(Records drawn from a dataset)
——————————

PR #145, opened 2018-11-05
Superb guide: Webpack config cleanup + some slight perf improvements + limit webpack memory

GregWeil:
Will create inline comments to explain changes...


package.json
```diff
@@ -4,7 +4,7 @@
   "description": "Find cool projects and people using Glitch",
   "scripts": {
     "prestart": "bash sh/watchers.sh &",
-    "start": "nodemon ./server/server.js --watch server --watch views -L"
+    "start": "nodemon --watch server --watch views ./server/server.js"
```
GregWeil: From the nodemon docs seemed ambiguous about whether params after the script were sent to the script or nodemon, so I just moved them before it. `-L` uses legacy watchers, which are less efficient and don't seem to be necessary

webpack.config.js
```diff
@@ -6,127 +6,121 @@ const TerserPlugin = require('terser-webpack-plugin');
...
+    new ManifestPlugin({
+      fileName: "styles.json",
+      filter: ({isInitial, name}) => isInitial && name.endsWith('.css'),
+    }),
+    new MiniCssExtractPlugin({
+      filename: "[name].css?[contenthash]"
+    }),
+  ],
+  watchOptions: {
+    ignored: /node_modules/,
```
GregWeil: Don't watch the node_modules folder, ultimately didn't have a noticeable impact on memory usage

webpack.config.js
```diff
@@ -6,127 +6,121 @@ const TerserPlugin = require('terser-webpack-plugin');
...
-              loader: 'stylus-loader',
-              options: {
-                compress: true, // Compress CSS as part of the stylus build
-                use: [AutoprefixerStylus()],
-              },
+          },
+          {
+            loader: 'stylus-loader',
+            options: {
+              compress: true, // Compress CSS as part of the stylus build
```
judeallred: i wonder if we should do something like "compress = mode==='development'"?

webpack.config.js
```diff
@@ -6,127 +6,121 @@ const TerserPlugin = require('terser-webpack-plugin');
...
-                sourceMap: true,
-              },
+      },
+    },
+    minimizer: [
+      new TerserPlugin({terserOptions: {safari10: true}}),
+    ],
+  },
+  resolve: {
+    extensions: ['.js', '.jsx'],
```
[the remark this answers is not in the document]
judeallred: Wondering if we should do a seperate PR to clear out all the .jsx entries....

PR #454, opened 2019-04-23
Actually frill: storybooks for search form

modernserf:
## Links
* Remix link https://actually-frill.glitch.me
* Manuscript link https://glitch.manuscript.com/f/cases/3328369/

## GIF/Screenshots:
image

## Changes:
* move `/components/search/form` & `/components/search/autocomplete` -> `/components/search-form`
* move storybook mock data to `/stories/data`
* change search form to accommodate mocking
* create storybook for search form (incorporating autocomplete)

## How To Test:
* visit https://actually-frill.glitch.me/storybook/index.html?path=/story/searchform--results
* search for something in our mock database (e.g. "modernserf")

## Feedback I'm looking for:
* Is this an acceptable storybook?


sheridanvk:
The storybook entry for SearchForm looks great! It's a bit unexpected that it uses BaseSearchForm instead of SearchForm, but I think this is a fine tradeoff to make this show up correctly. It does more than I expected with the redirect to the actual search results page - I was expecting just a form that visually looks correct, but didn't need to redirect, especially because we have Search Results represented elsewhere. Admittedly though, having Autocomplete represented here is good so perhaps that distinction is moot. 

It's a lot of code in index.js just for this component though - what do you think about breaking it (and perhaps the other search-related stories) out from index.js into stories/search.js (like Greg has with inputs.js)? I guess it's a similar question to the component directory structure, but I think it'll make these files less overwhelming overall.

Overall though LGTM.

PR #461, opened 2019-04-24
Sweet blinker: Fix removing projects

sarahzinger:
## Links
* https://sweet-blinker.glitch.me
* https://glitch.manuscript.com/f/cases/3328335/

## GIF/Screenshots:
http://g.recordit.co/ENHzTG95uw.gif

## Changes:
* we used to overwrite `props.projects` to whatever the filteredProjects results were which was fine in the initial render, but then if we tried to filter again after a delete or a remove it was filtering with the existing filtered projects rather than the whole list. By using another variable `displayedProjects` we ensure that whenever we call filterProjects we are filtering from the full and current list.
* useEffect to re-filter anytime props.projects changes.  
* add some animation to the removeProject from team function

## How To Test:
* on a team page: add a project, filter projects, and click "remove project" 
* on user page: create a throwaway project, filter projects, and click "delete project"
* just futz around with the projects filter on any page you see it and ensure it works as expected

## Feedback I'm looking for:
* I do find this thing in general to be a little...for lack of a better word....glitchy? filtering is very smooth, like buttah. But adding/removing projects not so much. Like you can see it sort of flash a bit, there's also a bit of a delay that I don't totally understand why (I do see we debounce on filter which makes sense but why on add/remove?). If you see things we can do to make this smoother or have ideas on things I should look for let me know! Otherwise this is probably at least an improvement to the current situation?
* any other use cases I'm missing?

- [x] crossbrowser test (tested briefly in chrome/firefox/safari)

### DIFF
--- a/src/components/containers/projects-list.js
+++ b/src/components/containers/projects-list.js
@@ -17,41 +17,35 @@ import styles from './projects-list.styl';
 
 const cx = classNames.bind(styles);
 
-function ProjectsList({ title, placeholder, extraClasses, enableFiltering, enablePagination, ...props }) {
+function ProjectsList({ title, placeholder, extraClasses, enableFiltering, enablePagination, projects, ...props }) {
   const [filter, setFilter] = useState('');
   const [filteredProjects, setFilteredProjects] = useState([]);
   const [isDoneFiltering, setIsDoneFiltering] = useState(false);
 
   const validFilter = filter.length > 1;
-  let { projects } = props;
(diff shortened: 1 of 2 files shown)


oliviacpu:
`But adding/removing projects not so much.` - For removing at least there is an animation change I started but didn't finish because it was mixed up with testing stuff. I'll check out the rest of this now.

oliviacpu:
Tried this in Chrome and Firefox. Filtering is good on both, even when I'm deleting old projects. Looks :100: to me!

PR #462, opened 2019-04-24
Peppered fahrenheit - Add Delete button to Project Pages

ttseng:
## Links
* Remix link: https://peppered-fahrenheit.glitch.me/
* Manuscript link: https://glitch.manuscript.com/f/cases/3328419/

## GIF/Screenshots:
delete-project
Delete Project button launches pop-over with notice that user can always undelete a project from their profile page

image
Also updated the delete collection button to match styling

## Changes:
* Delete Project button is added to the project page underneath project Read.Me.
* In lieu of having a pop-over Component, I reused the existing `popover-with-button` pop-over.  Updated to use the Button and Emoji components as necessary.

## How To Test:
* Try deleting one of your projects from a project page.  Deleting should redirect you to your profile page.
* You should only be able to delete projects you're a member of.


oliviacpu:
I tried deleting a few of my projects from the project page.

I can see where we should be redirecting to the user profile when the request is done, but it looks like it is hanging on the project page for a minute and gets some errors from the project being deleted before it actually does the redirect.

Screenshot 2019-04-24 at 1 35 16 PM

ttseng:
ah good catch - I think it should be fixed now @oliviacpu!

src/presenters/pages/project.js
```diff
@@ -88,7 +95,75 @@ ReadmeLoader.propTypes = {
   domain: PropTypes.string.isRequired,
 };
 
-const ProjectPage = ({ project, addProjectToCollection, currentUser, isAuthorized, updateDomain, updateDescription, updatePrivate }) => {
+function DeleteProjectBtn({ projectDomain, deleteProject, currentUser }) {
```
clottman: Do we have project standards on when it's okay to use abbreviations in names? I think usually we'd go with `DeleteProjectButton` here but I could be wrong.

src/presenters/pages/project.js
```diff
@@ -88,7 +95,75 @@ ReadmeLoader.propTypes = {
...
+          <>
+            <dialog className="pop-over delete-project-pop" open>
+              <section className="pop-over-actions">
+                <div className="action-description">You can always undelete a project from your profile page.</div>
+              </section>
+              <section className="pop-over-actions danger-zone">
+                {loading ? (
+                  <Loader />
+                ) : (
+                  <Button
```
clottman: I think this button should receive focus immediately when the pop appears for accessibility reasons. That's how the Report Abuse pop works - when you click Report Abuse, your focus moves to the text input where you can enter your report, signaling to the user that there is new stuff on the screen to interact with.

styles/buttons.styl
```diff
@@ -14,7 +14,8 @@ button
   position: relative
   vertical-align: middle
   &.danger-zone
-    background-color: warning-background
+    &:hover
```
clottman: Also `&:focus`!

src/presenters/pages/project.js
ttseng: good point - I'm used to using 'btn' in css but for components it seems like we use Button more frequently, so I'll change it to Button.

src/presenters/pages/project.js
ttseng: it's common for input fields to autofocus but non-standard for buttons, especially "destructive" ones, to receive focus by default, so I'm going to keep the behavior as is.

ttseng:
made some changes if you're able to re-review / approve @oliviacpu @clottman - thanks!

src/presenters/pages/project.js
clottman: Want to set focus on the message text or title, then? According to [WAI-ARIA guidelines on dialogs](https://www.w3.org/TR/2017/NOTE-wai-aria-practices-1.1-20171214/#dialog_modal), 

> 1. When a dialog opens, focus placement depends on the nature and size of the content.
>   In all circumstances, focus moves to an element contained in the dialog.

clottman: I wouldn't say it's nonstandard for buttons to receive focus- if they're in a popup that opened due to a user action, focus needs to move somewhere inside the popup. If the button was just 'ok' or 'continue' then focus would go to the button. You're right about that being less common for destructive buttons, but we do need to move focus somewhere inside the dialog.

styles/buttons.styl
```diff
@@ -14,7 +14,8 @@ button
   position: relative
   vertical-align: middle
   &.danger-zone
-    background-color: warning-background
+    &:hover, &:focus
+      background-color: warning-background
   &:hover
```
clottman: I think maybe I was looking at this line - buttons should have `background-color: secondary-background` on both hover & focus. Right?

ttseng: the danger-zone buttons have been modified so that they aren't pink by default and turn pink on hover.  the button component already has this behavior, but PopoverWithButton (which hasn't been componentized yet), uses a regular button, so that's why I added that style here.

src/presenters/pages/project.js
ttseng: The link you shared is for modals – the closest element would be a Menu Button in this case I believe https://www.w3.org/TR/2017/NOTE-wai-aria-practices-1.1-20171214/#menubutton which still suggests that the first item be focused.

I'm still unsure about what this means for all of our pop-overs though.  For pop-overs containing forms (for example, the add-to-collection-pop), it makes sense to focus on an element by default because the form requires that a selection be made.

For our non-form pop-overs (like user-options-pop, project-options) it's not clear to me why we need to focus on the first element as per the ARIA guidelines.  I think that's potentially misleading the user to select the first element, when the options are not necessarily of equal weight.

And in this case, with the help text `You can always undelete...` - text is normally not selectable / focusable on tab right? 

Sorry for all the questions - just genuinely trying to understand the reasoning for adding a default focus here and its implications on all other pop-overs.

clottman: I followed the link to modals from [Alert and Message Dialogs](https://www.w3.org/TR/2017/NOTE-wai-aria-practices-1.1-20171214/#alertdialog), which says to use the keyboard interaction patterns defined in the modal section. 

The reason we need to focus on the first element when a pop is open is so a user knows "hey, this button did something which was to cause new elements to appear on the page". Whether the right thing to focus on is the first thing or not is open to interpretation, but whether focus needs to change is not. 

Text usually isn't focusable, but you can make it focusable by setting the `tabindex` property on the element. If we'd rather not set focus to a destructive action, I think that's the way to go.

keithk: I agree with Tiff's intuition here, we had a few of these style of popups on hcgov and I think having the destructive action be selected isn't great for user experience.

My recommendation is that we focus on the entire div when you click into it, and then your next tab is the action. That way we can alert the voiceover user that something has changed and they're in the new div and that the following action will be the destructive one.

ttseng: what do you think about handling pop-over focus in a separate PR?  I think it would be good to handle this on the `PopoverContainer` element so it affects all pop-overs and not just this one.

src/presenters/pages/project.js
```diff
@@ -88,7 +95,75 @@ ReadmeLoader.propTypes = {
...
 };
 
-const ProjectPage = ({ project, addProjectToCollection, currentUser, isAuthorized, updateDomain, updateDescription, updatePrivate }) => {
+function DeleteProjectButton({ projectDomain, deleteProject, currentUser }) {
+  const [done, setDone] = useState(false);
+  const [loading, setLoading] = useState(false);
+
+  useEffect(() => {
+    if (done) {
+      window.location = getUserLink(currentUser);
```
clottman: You might want to pass a second argument for the dependencies to this function - you'll want to declare `done` and `currentUser`.

src/presenters/project-editor.js
```diff
@@ -34,6 +34,12 @@ class ProjectEditor extends React.Component {
   async deleteProject() {
     await this.props.api.delete(`projects/${this.state.id}`);
   }
+
```
clottman: Did you mean for this to get in there?

ttseng: looks like the changes I made to incorporate the latest changes on master didn't get pushed at once - should all be there now.  This one specifically was to keep `deleteProject` consistent with all other class functions in `project-editor` (with a line space above and below)

clottman: Awesome, thanks for clearing that up!

PR #464, opened 2019-04-24
frosted-aquarius: Handle case where OAuth login fails due to no email provided

oliviacpu:
## Links
* Remix link: https://frosted-aquarius.glitch.me/
* Manuscript link: https://glitch.manuscript.com/f/cases/edit/3327833/Handle-case-where-Facebook-or-Github-login-fails-due-to-no-email-provided-by-Facebook-Github
* Specs/Notion docs

## GIF/Screenshots:
Screenshot 2019-04-24 at 12 35 52 PM

## Changes:
When we get a `403` from the API after login we know that we didn't get an email back from the provider. This handles that case, suggests login with email instead, and no longer reports the error to Sentry.

I based this off of `nova-chance` because Greg has work on the same stuff that I didn't want to conflict with. It could go to `master` but it will have more changes in the diff.

## How To Test:
Signing up with a Facebook account with no email address associated will reproduce this. I have one if you want to use it. :(

## Feedback I'm looking for:
Always looking for any feedback.

- [ ] Review the copy and UI.

### DIFF
--- a/src/presenters/pages/login.js
+++ b/src/presenters/pages/login.js
@@ -49,7 +49,7 @@ const LoginPage = ({ provider, url }) => {
 
   const [state, setState] = React.useState({ status: 'active' });
   const setDone = () => setState({ status: 'done' });
-  const setError = (message) => setState({ status: 'error', message });
+  const setError = (title, message) => setState({ status: 'error', title, message });
 
   const perform = async () => {
     try {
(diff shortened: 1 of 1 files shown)


src/presenters/pages/login.js
```diff
@@ -66,11 +66,19 @@ const LoginPage = ({ provider, url }) => {
       notifyParent({ success: true, details: { provider } });
     } catch (error) {
       const errorData = error && error.response && error.response.data;
-      setError(errorData && errorData.message);
-
-      if (error && error.response && error.response.status !== 401) {
-        console.error('Login error.', errorData);
-        captureException(error);
+      setError(undefined, errorData && errorData.message);
```
clottman: If there is no error, and so error stays as title=undefined & message = undefined or default, is it clear to the user what happened?

src/presenters/pages/login.js
```diff
@@ -66,11 +66,19 @@ const LoginPage = ({ provider, url }) => {
...
+
+      if (error && error.response) {
+        if (error.response.status === 403) {
+          // Our API returns a 403 when the login provider didn't return an email address
+          // We can suggest using email for login and avoid capturing this error in Sentry
+          const title = 'Missing Email Address';
+          const message = `${provider} didn't return an email address for your account.  Try using "Sign in with Email" instead to create an account on Glitch.`;
```
clottman: Are all of the `provider`s defined in the case you want (capitalize first letter) or do we need to enforce that programmatically?

oliviacpu: It looked like they were all capitalized but I can throw a format around it to make sure it is?

src/presenters/pages/login.js
oliviacpu: If it's undefined it will just use the message "Hard to say what happened, but we couldn't log you in. Try again?" and have the title "[Provider] Login Problem" like it did before. It should also still catch the exception if it doesn't match either a 403 or 401, so we can investigate and add a better error if other things come up.

PR #467, opened 2019-04-24
boundless-raccoon-1 letting super_users edit project names/descriptions directly

sarahzinger:
## Links
* https://boundless-raccoon-1.glitch.me/
* https://glitch.manuscript.com/f/cases/3326627/

## Changes:
* makes project page editable for super_users

## How To Test:
1. with a super_user account try to edit a project name/description that does not belong to you. Here is a test account with test project I don't care about: https://boundless-raccoon-1.glitch.me/~faithful-thistle
2. verify you can see that action in the logs along with who did that action. this can be done with the glitchdb command, for those not that great with sql queries (such as myself) we talked about how to do this here: https://fogcreek.slack.com/archives/CGFKN6HSS/p1556047277027700
3. verify that once super_user is turned off you don't have this super power
4. verify that you can still edit your own stuff fine. 

## Feedback I'm looking for:
* anything I'm missing? security/privacy concerns I didn't think about?

- [ ] test this again once I have super powers or get someone else with super powers to test

### DIFF
--- a/src/presenters/pages/project.js
+++ b/src/presenters/pages/project.js
@@ -90,6 +90,7 @@ ReadmeLoader.propTypes = {
 
 const ProjectPage = ({ project, addProjectToCollection, currentUser, isAuthorized, updateDomain, updateDescription, updatePrivate }) => {
   const { domain, users, teams } = project;
+  console.log(isAuthorized);
   return (
     <main className="project-page">
       <section id="info">
--- a/src/presenters/pages/project.js
+++ b/src/presenters/pages/project.js
@@ -181,7 +181,13 @@ const ProjectPageLoader = ({ domain, ...props }) => {
             {(currentProject, funcs, userIsMember) => (
               <>
                 <Helmet title={currentProject.domain} />
-                <ProjectPage project={currentProject} {...funcs} isAuthorized={userIsMember || currentUser.isSupport} currentUser={currentUser} {...props} />
+                <ProjectPage
+                  project={currentProject}
+                  isAuthorized={userIsMember || currentUser.isSupport}
+                  currentUser={currentUser}
+                  {...funcs}
+                  {...props}
+                />
               </>
             )}
           </ProjectEditor>
--- a/src/presenters/pages/project.js
+++ b/src/presenters/pages/project.js
@@ -90,7 +90,6 @@ ReadmeLoader.propTypes = {
 
 const ProjectPage = ({ project, addProjectToCollection, currentUser, isAuthorized, updateDomain, updateDescription, updatePrivate }) => {
   const { domain, users, teams } = project;
-  console.log(isAuthorized);
   return (
     <main className="project-page">
       <section id="info">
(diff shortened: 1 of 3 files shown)


src/presenters/pages/project.js
```diff
@@ -172,6 +172,7 @@ async function getProject(api, domain) {
 const ProjectPageLoader = ({ domain, ...props }) => {
   const api = useAPI();
   const { currentUser } = useCurrentUser();
+  const superUser = currentUser.features && currentUser.features.find((feature) => feature.name === 'super_user');
```
clottman: This should be equivalent to the value at `currentUser.isSupport`, saving you another check and a place to maintain what the feature is named.

clottman:
The case says "Allow isSupport users to edit team names and descriptions in the community site" but this PR lets support users do that just on the project pages (as far as I can tell). Do we want it on both types of pages? What about user pages, while we're at it?

sarahzinger:
@clottman switched it to isSupport checks

The original ticket was for teams, but after chatting with cori it sounds like the ultimate desire would be for super users to be able to update names/descriptions for everything (I think that's `users`, `projects`, `teams`, and `collections`, yeah?) Does that sounds in line with what you'd like to see too?

The reason I didn't do all of them is that I don't believe we have logging for each of those domains, but it sounds like we do have them for any project updates as well as user renames, so I started with projects. I'm added user renames as you suggested although I do wonder if I should wait till logging is done for the full user patch request? For example does user.rename log description updates for example?

Would you mind inviting me to the super user thing and/or testing this for me? Ideally you'd be able to update any project page and see it logged and you'd be able to update a user's name and description and see that logged as well.

sarahzinger:
ah nevermind, cori just gave me super user status and I can see none of this is working as expected lol....let me investigate for a while, will ping ya again once it seems right

src/presenters/pages/project.js
sarahzinger: @clottman k so I tried using isSupport, but realize I think we still are using the old api for user data so we aren't getting back an isSupport field we only get back a features field. This should work fine however. Once we move to the new api I'm happy to shorten this to isSupport :)

sarahzinger:
@clottman ok I tested out adding user.rename, but as far as I can tell we're only logging user.rename (and that's just the @user-name not even the display name and not the description). I think the thing to do is to just hold until we get full logging for user.patch :) So for right now I think it's good to just deploy this project.patch changes. I will edit the case description so that it more accurately portrays the overall vision :)

sarahzinger:
Just an update on this pr, I'm going to put my work on this on hold for a bit since we have some bugs with the isSupport flag and also fairly soon we're going to have greater logging features. Once those two pieces are done I'll pick this work back up.

clottman:
@sarahzinger Update to the update, logging for project.patch is almost ready! @Johnicholas has an open PR for it that is nearly complete.

sarahzinger:
sounds like we need more discussion on if this should be a thing in the community site or in a separate support tool, so I'm going to close this pr for now. But if y'all need my help let me know always happy to help!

——————————

Where a line in the entries holds "frosted", copy that line.

Problem solution
frosted-aquarius: Handle case where OAuth login fails due to no email provided
* Remix link: https://frosted-aquarius.glitch.me/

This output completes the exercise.